Problem to solve: Restate word for word the lines of the data below, from the first through the one that has "whitewum: better to add a case in parser ut.".

[Dataset entries]
──────
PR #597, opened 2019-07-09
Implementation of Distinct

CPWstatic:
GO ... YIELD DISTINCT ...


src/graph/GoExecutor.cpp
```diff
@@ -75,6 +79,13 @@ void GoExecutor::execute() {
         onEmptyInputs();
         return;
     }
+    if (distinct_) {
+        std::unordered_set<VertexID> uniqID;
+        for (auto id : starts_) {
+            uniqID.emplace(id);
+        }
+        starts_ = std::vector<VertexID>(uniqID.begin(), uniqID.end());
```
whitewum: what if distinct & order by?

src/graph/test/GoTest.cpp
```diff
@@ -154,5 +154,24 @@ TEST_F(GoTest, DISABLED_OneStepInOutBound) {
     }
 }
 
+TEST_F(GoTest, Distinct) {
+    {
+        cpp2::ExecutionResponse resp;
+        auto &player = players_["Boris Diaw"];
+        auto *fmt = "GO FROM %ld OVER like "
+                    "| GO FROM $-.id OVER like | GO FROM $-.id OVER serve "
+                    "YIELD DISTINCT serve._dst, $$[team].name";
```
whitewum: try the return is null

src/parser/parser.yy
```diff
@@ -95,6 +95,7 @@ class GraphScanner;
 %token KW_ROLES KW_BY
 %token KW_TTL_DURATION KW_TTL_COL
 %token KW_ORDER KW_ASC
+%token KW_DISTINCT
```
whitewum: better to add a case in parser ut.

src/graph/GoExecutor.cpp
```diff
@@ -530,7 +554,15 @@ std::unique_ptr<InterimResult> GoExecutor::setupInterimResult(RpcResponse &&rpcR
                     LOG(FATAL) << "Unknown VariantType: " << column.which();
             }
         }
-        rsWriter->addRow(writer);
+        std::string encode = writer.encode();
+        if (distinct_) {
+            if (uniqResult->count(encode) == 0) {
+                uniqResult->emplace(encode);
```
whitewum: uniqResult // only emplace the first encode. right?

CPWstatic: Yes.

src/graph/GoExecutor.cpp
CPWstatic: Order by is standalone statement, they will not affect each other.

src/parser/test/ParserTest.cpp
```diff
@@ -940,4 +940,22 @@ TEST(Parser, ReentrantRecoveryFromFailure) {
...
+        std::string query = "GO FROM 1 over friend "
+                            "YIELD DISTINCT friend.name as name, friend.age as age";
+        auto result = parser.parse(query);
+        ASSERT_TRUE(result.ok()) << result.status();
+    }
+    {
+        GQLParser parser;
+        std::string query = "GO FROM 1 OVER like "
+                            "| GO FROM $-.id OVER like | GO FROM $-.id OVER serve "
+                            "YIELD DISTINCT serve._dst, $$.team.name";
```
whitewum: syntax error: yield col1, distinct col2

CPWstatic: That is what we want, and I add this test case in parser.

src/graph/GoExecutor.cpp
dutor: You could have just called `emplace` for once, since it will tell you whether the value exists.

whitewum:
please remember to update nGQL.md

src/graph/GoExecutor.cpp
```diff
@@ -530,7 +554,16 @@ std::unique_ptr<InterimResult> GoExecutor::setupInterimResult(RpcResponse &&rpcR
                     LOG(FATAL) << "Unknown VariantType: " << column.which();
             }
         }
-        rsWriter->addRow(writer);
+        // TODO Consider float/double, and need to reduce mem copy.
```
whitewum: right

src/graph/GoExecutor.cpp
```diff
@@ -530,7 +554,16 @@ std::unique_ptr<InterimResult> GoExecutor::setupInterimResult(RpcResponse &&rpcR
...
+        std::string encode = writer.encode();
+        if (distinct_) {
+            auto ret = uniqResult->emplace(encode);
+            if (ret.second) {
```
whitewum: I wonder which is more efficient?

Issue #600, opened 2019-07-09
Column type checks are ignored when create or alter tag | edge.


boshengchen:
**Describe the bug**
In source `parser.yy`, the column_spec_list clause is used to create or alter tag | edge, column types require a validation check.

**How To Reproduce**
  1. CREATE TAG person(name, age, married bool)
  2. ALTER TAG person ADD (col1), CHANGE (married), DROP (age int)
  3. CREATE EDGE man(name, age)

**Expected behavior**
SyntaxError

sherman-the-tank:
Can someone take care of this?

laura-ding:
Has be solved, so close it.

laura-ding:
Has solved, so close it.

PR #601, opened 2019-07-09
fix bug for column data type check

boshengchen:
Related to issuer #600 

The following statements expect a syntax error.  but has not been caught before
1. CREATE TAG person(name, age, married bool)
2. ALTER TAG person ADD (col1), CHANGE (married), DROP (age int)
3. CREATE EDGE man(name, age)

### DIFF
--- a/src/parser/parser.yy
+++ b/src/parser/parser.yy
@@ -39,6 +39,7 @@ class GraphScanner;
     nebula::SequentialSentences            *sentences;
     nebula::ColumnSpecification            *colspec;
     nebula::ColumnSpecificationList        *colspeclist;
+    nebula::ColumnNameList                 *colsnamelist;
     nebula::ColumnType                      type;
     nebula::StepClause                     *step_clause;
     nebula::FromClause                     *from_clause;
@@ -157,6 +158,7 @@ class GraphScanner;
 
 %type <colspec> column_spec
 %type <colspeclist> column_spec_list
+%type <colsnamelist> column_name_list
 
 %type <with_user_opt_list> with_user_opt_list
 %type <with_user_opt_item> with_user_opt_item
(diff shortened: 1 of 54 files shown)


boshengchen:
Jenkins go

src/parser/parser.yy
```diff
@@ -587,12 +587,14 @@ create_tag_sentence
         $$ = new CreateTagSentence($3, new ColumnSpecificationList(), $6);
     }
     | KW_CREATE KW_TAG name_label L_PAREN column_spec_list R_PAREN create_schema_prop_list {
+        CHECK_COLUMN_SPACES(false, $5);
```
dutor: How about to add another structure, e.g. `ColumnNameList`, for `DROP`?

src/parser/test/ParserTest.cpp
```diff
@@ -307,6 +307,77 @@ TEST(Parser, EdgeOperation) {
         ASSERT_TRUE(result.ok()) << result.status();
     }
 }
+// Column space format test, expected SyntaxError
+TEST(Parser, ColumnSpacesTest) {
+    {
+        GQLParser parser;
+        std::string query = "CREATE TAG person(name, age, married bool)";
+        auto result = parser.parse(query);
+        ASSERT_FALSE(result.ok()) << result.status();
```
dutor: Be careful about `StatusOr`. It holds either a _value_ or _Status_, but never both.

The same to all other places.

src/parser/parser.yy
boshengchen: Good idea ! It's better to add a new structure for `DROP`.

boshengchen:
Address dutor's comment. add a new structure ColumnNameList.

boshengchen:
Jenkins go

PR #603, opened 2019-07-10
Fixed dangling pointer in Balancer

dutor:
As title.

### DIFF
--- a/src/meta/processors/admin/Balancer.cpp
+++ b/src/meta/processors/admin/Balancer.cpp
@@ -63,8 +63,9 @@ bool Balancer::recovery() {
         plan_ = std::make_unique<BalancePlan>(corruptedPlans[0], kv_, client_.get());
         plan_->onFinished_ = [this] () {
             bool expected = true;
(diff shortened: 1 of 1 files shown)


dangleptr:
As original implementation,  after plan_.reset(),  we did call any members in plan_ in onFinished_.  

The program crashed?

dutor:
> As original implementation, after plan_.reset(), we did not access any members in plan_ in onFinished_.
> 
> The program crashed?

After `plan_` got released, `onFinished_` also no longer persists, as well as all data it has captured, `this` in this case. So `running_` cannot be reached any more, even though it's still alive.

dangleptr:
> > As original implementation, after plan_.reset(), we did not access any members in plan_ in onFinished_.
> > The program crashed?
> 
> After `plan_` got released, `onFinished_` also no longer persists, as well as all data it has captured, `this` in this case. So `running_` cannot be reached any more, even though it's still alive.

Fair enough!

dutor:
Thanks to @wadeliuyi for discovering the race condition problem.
──────
Written answer:
PR #597, opened 2019-07-09
Implementation of Distinct

CPWstatic:
GO ... YIELD DISTINCT ...


src/graph/GoExecutor.cpp
```diff
@@ -75,6 +79,13 @@ void GoExecutor::execute() {
         onEmptyInputs();
         return;
     }
+    if (distinct_) {
+        std::unordered_set<VertexID> uniqID;
+        for (auto id : starts_) {
+            uniqID.emplace(id);
+        }
+        starts_ = std::vector<VertexID>(uniqID.begin(), uniqID.end());
```
whitewum: what if distinct & order by?

src/graph/test/GoTest.cpp
```diff
@@ -154,5 +154,24 @@ TEST_F(GoTest, DISABLED_OneStepInOutBound) {
     }
 }
 
+TEST_F(GoTest, Distinct) {
+    {
+        cpp2::ExecutionResponse resp;
+        auto &player = players_["Boris Diaw"];
+        auto *fmt = "GO FROM %ld OVER like "
+                    "| GO FROM $-.id OVER like | GO FROM $-.id OVER serve "
+                    "YIELD DISTINCT serve._dst, $$[team].name";
```
whitewum: try the return is null

src/parser/parser.yy
```diff
@@ -95,6 +95,7 @@ class GraphScanner;
 %token KW_ROLES KW_BY
 %token KW_TTL_DURATION KW_TTL_COL
 %token KW_ORDER KW_ASC
+%token KW_DISTINCT
```
whitewum: better to add a case in parser ut.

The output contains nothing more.